--- WORK REQUIRED ---
Determine how many lines in the data below contain "PasswordSecret" and write only that number.

--- INPUT ---
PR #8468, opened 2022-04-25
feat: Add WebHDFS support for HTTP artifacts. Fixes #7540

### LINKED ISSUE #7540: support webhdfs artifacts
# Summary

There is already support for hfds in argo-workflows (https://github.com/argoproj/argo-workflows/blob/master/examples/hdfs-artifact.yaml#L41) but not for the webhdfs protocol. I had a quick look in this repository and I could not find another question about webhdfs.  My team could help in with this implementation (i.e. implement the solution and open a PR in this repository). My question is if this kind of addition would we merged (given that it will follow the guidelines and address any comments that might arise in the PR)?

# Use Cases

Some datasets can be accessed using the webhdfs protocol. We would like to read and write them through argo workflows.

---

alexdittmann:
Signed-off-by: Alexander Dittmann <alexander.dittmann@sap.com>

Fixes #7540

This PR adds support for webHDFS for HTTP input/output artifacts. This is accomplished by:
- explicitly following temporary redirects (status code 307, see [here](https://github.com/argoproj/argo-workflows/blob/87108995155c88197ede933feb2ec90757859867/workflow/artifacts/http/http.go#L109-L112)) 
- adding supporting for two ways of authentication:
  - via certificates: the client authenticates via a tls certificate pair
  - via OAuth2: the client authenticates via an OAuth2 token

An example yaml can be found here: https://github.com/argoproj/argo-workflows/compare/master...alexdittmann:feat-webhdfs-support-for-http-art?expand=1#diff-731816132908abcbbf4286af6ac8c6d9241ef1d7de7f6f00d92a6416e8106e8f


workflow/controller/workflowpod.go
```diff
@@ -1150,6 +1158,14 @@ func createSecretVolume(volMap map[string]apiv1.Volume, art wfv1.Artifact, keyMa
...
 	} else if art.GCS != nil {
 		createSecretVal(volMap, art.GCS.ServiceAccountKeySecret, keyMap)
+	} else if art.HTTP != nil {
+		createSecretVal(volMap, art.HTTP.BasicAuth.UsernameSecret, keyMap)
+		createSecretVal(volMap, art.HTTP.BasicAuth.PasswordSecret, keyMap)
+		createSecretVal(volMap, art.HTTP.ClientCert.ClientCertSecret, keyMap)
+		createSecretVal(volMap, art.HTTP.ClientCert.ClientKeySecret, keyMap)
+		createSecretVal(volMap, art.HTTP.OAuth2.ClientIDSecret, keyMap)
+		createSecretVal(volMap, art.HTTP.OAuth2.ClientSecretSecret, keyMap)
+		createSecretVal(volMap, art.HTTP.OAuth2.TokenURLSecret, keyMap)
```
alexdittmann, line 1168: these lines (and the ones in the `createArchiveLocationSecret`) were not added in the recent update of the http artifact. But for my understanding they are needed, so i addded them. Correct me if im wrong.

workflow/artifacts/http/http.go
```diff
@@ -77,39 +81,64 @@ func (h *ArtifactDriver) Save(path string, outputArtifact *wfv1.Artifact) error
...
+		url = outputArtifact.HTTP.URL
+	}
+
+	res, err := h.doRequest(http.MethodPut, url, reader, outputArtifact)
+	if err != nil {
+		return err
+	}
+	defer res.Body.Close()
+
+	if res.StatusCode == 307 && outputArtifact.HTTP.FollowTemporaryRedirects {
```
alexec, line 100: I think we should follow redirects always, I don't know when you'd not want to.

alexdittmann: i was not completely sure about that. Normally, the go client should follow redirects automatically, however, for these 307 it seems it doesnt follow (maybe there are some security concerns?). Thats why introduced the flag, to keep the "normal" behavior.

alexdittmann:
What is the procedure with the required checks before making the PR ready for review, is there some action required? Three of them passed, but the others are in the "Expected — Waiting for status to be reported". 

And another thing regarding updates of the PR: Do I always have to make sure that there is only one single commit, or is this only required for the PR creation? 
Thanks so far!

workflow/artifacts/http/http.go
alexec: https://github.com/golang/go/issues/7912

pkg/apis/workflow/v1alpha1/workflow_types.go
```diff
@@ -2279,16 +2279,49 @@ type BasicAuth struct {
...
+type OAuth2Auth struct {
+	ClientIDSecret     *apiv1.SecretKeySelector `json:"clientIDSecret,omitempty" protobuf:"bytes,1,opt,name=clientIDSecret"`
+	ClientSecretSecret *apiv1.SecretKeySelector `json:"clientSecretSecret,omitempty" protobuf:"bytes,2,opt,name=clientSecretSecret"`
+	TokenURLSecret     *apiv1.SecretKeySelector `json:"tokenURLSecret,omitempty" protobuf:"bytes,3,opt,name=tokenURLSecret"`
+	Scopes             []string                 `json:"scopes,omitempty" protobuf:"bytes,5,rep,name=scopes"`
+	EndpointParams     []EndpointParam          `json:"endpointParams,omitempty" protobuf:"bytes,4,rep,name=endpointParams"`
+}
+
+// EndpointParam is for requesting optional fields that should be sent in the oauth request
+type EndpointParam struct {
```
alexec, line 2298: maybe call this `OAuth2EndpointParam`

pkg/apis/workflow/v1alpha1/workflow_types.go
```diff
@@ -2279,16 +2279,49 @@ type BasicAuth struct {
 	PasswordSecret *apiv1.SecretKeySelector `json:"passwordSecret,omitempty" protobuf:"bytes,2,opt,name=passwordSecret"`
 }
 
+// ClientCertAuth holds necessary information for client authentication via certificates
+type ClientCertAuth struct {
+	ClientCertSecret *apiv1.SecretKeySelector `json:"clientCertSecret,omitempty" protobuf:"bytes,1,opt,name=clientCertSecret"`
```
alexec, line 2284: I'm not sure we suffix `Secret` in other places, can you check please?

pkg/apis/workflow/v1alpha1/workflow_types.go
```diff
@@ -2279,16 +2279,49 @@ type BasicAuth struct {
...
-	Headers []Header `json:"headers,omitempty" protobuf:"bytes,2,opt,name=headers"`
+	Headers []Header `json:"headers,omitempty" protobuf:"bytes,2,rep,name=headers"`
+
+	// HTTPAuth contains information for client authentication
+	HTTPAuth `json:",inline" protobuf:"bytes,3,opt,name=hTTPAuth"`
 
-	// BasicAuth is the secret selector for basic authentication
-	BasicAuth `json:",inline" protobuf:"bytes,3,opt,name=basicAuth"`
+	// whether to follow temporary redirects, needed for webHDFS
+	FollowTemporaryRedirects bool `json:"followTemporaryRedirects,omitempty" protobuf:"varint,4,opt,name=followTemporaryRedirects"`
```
==
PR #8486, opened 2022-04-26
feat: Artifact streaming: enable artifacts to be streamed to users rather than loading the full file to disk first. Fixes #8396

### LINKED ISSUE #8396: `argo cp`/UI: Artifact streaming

--- OUTPUT FOR THIS TASK ---
2